# Different landscaping, but I like it!



## MacFan (Jul 30, 2006)

I saw this online and really like the look:
http://www.practicalfishkeeping.co.uk/pfk/pages/readers_tank.php?upload=2816

Looks like something you'd find in the backyard. Very natural!


----------



## Shad0w (Nov 13, 2006)

This scape kind of popular in many forums.


----------



## debbiedo7 (May 6, 2009)

hmmm would be easy to maintain I guess, however I'll leave it for the good ol boy's


----------



## supersmirky (Oct 22, 2008)

Ha ha.

I've seen some public aquariums do a natural trash scape with bottles, trash, etc.


----------



## niget2002 (Apr 15, 2008)

I tried to use a beer bottle, but the wife took it out when she got home from work... and she's supposed to be the artsy one.


----------



## MacFan (Jul 30, 2006)

Yea, I'm not promoting the trashscape idea... but the bricks work in this case, and the holes even provide places for fish to hide out.
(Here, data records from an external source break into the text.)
PR #1125, opened 2024-02-16
remove validity for forecast data; COUNTRY=mozambique

wadhwamatic:
### Description

remove validity period for forecast layer in Mozambique

## Checklist - did you ...

Test your changes with

### DIFF
--- a/frontend/src/config/mozambique/layers.json
+++ b/frontend/src/config/mozambique/layers.json
@@ -5255,10 +5255,6 @@
     "additional_query_params": {
       "styles": "rfh_16_0_300"
     },
-    "validity": {
-      "days": 10,
-      "mode": "forward"
-    },
     "opacity": 0.7,
     "legend_text": "CHIRPS-GEFS global dekadal rainfall forecasts",
     "legend": [


wadhwamatic:
@ericboucher - there's a less than ideal implementation of rainfall forecast anomaly on the HDC side that I'm trying to get around to add this layer in PRISM.

The HDC layer `rfq_dekad` is a combination of a forecast and observation data. The latest available data is a forecast, while previous versions are observations. Older forecasts get overwritten by observations.

We want to add a rainfall forecast anomaly layer that only shows forecasts, i.e. the latest available. I created a layer for this `dekad_rainfall_anomaly_forecast`. If I set `"start_date": "today"`, no data is found because the latest as of now is 21-Feb. 

Can we add another `start_date` option that is something like `last_available` so we only show the most recent round?

Also, while trying to make this work for now, I set `start_date` to `02-21-2024`. I was expecting the format to be DD-MM-YYYY, not MM-DD-YYYY. Note to document this!

ericboucher (approved):

PR #1131, opened 2024-02-22
Sync opacity between layer and legend controls

### LINKED ISSUE #1080: Revamp opacity state management
### What happened?

As a follow up to https://github.com/WFP-VAM/prism-app/pull/1061 we should revamp the way we handle layer opacity.
Currently the state is not persisted between the menu item opacity slider and the legend opacity slider which leads to some weird behaviors. The logic also seems too complex with duplication of code and different subcases that could likely be avoided. As an example, the analysis layer has a slightly differeny opacity management methods although it does not seem necessary.

N/A

_No response_

echaidemenos:
### Description

This fixes #1080 .

Adds a central store for opacity, so it's value and way to update it is consistent between components.
@wadhwamatic one change is that the opaicty is persisted when we switch layers off/on. This is on puporse but can be changed if we prefer.

## How to test the feature:

- enable any layer and make sure the value on the legend is the same with the left panel
- generally play around with opacity

## Checklist - did you ...

Test your changes with


ericboucher (approved):

frontend/src/components/MapView/Legends/LegendItem/__snapshots__/index.test.tsx.snap
```diff
@@ -104,22 +104,21 @@ exports[`renders as expected 1`] = `
               />
               <span
                 class="MuiSlider-track"
-                style="left: 0%; width: 50%;"
+                style="left: 0%;"
               />
               <input
                 type="hidden"
-                value="0.5"
+                value="NaN"
```
ericboucher, line 111: is this expected @echaidemenos ?

frontend/src/components/MapView/LeftPanel/layersPanel/AnalysisLayerSwitchItem/index.tsx
```diff
@@ -40,11 +43,26 @@ const AnalysisLayerSwitchItem = memo(
...
-    const [opacity, setOpacityValue] = useState<number>(initialOpacity || 0);
+    const opacity = useSelector(opacitySelector('analysis'));
+
+    const setOpacity = useCallback(
+      (value: number) =>
+        dispatch(
+          setStateOpacity({
+            map,
+            value,
+            layerId: 'analysis', // We have to pass undefined here so that the function know that we are in an analysis custom layer
```
ericboucher, line 54: update comment

frontend/src/components/MapView/LeftPanel/layersPanel/AnalysisLayerSwitchItem/index.tsx
```diff
@@ -40,11 +43,26 @@ const AnalysisLayerSwitchItem = memo(
...
+            layerType: undefined, // We have also to pass undefined here to show that we have analysis custom layer,
```
ericboucher, line 55: might be worth creating an `analysis` type instead?

frontend/src/components/MapView/Legends/LegendItem/__snapshots__/index.test.tsx.snap
echaidemenos: Yes, initial value of the state is undefined, so the components know it is the first time referenced and they have to set it. That way we keep the value when toggling layers on and off

wadhwamatic (approved):
@echaidemenos - this works well. Persisting the opacity state after toggling layers off / on as you have implemented it is great. Thanks!

frontend/src/components/MapView/LeftPanel/layersPanel/AnalysisLayerSwitchItem/index.tsx
echaidemenos: I am not sure if we need to create an analysis layer type, it maybe worth investigating. For this case i extended `SetOpacityParams` to accept `'analysis'` as a type, so we don't have to use this tricky `undefined` there

ericboucher (approved):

It's one of those unexpected designs that work.


----------



## northtexasfossilguy (Mar 6, 2009)

If he added a tastefully crushed beer can I think it would be complete.


----------



## supersmirky (Oct 22, 2008)

LOL.... There ya go!


----------



## rich815 (Jun 27, 2007)

Um, no. Maybe if he added the mini-old shoe and mini-old tire perhaps.


----------